What the task asks =
Copy out each line containing "before" from the entries below.

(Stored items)
★ ★ ★ ★ ★ ★ ★
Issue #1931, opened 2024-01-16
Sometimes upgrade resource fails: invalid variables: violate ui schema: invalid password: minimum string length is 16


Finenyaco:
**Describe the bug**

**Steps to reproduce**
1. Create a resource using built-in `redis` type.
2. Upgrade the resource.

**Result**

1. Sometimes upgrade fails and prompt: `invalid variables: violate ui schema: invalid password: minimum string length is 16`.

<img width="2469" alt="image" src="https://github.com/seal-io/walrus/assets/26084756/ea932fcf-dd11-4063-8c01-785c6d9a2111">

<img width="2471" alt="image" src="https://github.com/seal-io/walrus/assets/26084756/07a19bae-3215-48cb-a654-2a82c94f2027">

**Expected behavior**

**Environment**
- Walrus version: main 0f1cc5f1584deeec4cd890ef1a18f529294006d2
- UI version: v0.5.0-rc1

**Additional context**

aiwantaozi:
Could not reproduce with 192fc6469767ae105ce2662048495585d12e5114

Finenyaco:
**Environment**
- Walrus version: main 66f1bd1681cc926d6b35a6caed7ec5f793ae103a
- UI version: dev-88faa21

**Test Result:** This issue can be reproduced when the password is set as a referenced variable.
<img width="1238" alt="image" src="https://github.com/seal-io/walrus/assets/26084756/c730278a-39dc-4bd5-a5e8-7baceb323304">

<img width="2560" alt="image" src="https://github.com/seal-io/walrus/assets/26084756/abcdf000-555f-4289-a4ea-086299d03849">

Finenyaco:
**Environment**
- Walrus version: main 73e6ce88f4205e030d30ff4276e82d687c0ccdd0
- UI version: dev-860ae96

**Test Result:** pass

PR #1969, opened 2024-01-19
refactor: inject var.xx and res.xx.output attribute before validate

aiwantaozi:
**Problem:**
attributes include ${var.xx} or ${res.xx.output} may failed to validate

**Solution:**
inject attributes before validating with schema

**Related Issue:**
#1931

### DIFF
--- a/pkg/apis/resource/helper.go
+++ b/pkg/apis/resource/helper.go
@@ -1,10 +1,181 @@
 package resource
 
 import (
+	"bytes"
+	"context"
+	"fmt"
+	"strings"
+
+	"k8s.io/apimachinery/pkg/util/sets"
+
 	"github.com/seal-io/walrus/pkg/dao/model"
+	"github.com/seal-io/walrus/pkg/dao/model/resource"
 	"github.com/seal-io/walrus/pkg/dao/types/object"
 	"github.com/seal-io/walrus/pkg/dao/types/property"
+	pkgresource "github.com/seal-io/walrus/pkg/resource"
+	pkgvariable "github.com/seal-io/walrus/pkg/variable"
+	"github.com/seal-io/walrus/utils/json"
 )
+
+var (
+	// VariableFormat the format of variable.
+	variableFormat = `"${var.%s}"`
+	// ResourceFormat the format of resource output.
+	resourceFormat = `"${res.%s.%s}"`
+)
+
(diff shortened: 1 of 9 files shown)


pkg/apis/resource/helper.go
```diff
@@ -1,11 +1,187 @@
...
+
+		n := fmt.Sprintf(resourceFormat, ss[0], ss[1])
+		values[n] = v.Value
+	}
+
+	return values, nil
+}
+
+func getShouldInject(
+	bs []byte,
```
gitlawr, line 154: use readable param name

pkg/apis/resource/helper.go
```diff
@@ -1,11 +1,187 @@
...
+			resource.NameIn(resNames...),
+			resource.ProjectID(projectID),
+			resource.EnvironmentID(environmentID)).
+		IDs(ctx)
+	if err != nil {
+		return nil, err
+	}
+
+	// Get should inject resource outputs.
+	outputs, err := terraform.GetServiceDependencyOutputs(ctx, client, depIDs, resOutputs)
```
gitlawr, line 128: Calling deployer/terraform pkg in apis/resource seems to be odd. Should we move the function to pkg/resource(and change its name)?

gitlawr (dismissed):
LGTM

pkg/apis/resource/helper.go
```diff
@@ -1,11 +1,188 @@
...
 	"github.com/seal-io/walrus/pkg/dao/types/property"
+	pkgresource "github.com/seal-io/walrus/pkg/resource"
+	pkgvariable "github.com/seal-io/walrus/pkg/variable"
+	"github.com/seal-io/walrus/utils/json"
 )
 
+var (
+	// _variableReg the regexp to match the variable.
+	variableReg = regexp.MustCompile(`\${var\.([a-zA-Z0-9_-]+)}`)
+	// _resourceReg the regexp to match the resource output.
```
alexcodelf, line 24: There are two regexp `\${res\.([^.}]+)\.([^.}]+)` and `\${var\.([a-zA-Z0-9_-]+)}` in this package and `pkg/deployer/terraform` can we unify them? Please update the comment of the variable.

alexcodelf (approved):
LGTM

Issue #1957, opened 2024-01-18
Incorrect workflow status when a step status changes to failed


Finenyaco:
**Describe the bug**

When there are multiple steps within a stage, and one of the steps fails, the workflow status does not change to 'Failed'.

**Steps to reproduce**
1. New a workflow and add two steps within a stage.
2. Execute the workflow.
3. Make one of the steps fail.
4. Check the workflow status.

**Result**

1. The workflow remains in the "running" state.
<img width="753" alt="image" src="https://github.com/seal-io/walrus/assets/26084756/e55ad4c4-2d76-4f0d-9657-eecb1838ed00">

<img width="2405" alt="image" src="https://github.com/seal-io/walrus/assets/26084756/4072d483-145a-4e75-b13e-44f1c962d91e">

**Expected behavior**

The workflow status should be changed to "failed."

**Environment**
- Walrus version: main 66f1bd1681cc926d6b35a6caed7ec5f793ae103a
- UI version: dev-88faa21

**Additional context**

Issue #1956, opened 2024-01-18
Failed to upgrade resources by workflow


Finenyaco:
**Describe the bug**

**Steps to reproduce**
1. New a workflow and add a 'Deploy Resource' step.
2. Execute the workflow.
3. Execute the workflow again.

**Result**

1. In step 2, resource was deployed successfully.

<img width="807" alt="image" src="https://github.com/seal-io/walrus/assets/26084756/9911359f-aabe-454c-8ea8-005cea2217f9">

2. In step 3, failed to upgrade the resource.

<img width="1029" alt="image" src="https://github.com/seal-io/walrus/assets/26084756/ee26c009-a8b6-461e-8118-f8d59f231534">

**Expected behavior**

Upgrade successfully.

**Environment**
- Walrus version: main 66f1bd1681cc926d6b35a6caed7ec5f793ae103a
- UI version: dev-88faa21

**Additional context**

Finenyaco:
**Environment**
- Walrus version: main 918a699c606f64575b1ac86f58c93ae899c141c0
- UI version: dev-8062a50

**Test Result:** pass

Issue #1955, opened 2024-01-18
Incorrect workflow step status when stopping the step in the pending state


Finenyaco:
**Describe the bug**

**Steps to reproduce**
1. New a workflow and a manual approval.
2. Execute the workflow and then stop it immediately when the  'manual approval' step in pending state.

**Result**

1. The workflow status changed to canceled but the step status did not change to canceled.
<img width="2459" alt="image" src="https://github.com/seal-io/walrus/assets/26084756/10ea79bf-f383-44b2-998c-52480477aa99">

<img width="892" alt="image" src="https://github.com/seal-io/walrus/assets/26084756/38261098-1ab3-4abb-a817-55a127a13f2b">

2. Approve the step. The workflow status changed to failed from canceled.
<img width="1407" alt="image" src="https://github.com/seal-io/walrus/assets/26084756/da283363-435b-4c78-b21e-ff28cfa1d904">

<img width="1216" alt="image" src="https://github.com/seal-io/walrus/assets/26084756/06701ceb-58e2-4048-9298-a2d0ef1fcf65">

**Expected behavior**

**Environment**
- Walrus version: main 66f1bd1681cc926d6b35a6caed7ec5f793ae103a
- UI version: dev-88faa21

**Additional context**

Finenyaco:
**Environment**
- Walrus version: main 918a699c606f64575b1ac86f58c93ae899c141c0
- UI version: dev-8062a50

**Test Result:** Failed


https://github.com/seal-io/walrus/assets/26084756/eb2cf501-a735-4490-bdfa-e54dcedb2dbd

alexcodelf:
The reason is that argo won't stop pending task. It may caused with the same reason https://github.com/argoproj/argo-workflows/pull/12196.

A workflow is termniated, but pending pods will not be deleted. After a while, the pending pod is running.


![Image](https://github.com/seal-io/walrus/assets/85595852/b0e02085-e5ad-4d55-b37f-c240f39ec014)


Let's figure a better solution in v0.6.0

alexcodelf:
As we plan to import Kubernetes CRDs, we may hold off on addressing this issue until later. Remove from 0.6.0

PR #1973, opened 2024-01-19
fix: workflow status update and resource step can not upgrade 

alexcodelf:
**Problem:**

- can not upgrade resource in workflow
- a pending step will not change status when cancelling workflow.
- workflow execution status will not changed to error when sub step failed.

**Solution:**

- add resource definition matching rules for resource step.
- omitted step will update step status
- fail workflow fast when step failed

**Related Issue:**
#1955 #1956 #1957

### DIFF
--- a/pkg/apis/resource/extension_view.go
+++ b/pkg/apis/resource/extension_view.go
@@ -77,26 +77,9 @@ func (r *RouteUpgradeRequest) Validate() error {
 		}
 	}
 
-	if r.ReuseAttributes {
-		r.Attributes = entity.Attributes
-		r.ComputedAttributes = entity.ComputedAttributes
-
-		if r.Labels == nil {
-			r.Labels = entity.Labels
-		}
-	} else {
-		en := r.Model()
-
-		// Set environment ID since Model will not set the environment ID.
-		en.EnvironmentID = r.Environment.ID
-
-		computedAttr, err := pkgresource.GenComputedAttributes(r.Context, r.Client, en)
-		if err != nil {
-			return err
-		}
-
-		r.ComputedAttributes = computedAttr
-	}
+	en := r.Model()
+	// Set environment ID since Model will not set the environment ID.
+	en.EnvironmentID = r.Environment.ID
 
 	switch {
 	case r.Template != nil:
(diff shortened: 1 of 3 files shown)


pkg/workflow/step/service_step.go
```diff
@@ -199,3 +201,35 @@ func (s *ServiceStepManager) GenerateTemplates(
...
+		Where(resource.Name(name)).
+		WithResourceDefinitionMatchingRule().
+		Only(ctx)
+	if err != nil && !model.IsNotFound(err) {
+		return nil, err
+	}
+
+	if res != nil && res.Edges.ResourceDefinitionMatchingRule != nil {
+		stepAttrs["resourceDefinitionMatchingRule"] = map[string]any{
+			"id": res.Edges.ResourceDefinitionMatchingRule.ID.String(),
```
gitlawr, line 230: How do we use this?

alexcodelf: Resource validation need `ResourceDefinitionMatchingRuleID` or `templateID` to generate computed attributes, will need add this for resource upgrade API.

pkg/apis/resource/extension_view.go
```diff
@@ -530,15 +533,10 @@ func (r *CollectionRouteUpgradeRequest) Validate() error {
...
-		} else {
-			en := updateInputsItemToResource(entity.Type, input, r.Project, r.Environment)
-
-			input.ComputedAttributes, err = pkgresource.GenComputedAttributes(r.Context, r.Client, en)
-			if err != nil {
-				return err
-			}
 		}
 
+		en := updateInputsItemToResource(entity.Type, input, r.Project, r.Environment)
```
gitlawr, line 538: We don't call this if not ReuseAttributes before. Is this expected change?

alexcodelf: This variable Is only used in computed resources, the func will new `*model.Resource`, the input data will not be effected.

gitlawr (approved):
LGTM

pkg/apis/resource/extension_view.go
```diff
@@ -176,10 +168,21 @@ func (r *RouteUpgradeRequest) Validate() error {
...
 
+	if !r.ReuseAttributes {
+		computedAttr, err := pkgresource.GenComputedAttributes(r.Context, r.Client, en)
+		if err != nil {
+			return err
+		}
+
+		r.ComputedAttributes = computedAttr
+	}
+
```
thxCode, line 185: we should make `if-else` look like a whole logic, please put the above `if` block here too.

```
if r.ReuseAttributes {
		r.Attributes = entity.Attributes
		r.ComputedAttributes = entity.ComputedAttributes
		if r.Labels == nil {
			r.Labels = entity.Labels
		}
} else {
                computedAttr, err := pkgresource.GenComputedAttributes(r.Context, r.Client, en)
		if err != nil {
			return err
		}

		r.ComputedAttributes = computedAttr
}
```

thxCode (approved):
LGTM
★ ★ ★ ★ ★ ★ ★
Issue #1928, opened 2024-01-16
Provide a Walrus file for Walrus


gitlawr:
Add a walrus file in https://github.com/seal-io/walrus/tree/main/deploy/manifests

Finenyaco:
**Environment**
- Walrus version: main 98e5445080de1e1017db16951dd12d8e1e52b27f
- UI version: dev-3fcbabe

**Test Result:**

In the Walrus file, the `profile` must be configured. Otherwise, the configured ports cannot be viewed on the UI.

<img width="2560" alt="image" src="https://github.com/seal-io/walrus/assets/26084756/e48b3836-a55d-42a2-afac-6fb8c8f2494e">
★ ★ ★ ★ ★ ★ ★
Answer below =
refactor: inject var.xx and res.xx.output attribute before validate
inject attributes before validating with schema
gitlawr, line 538: We don't call this if not ReuseAttributes before. Is this expected change?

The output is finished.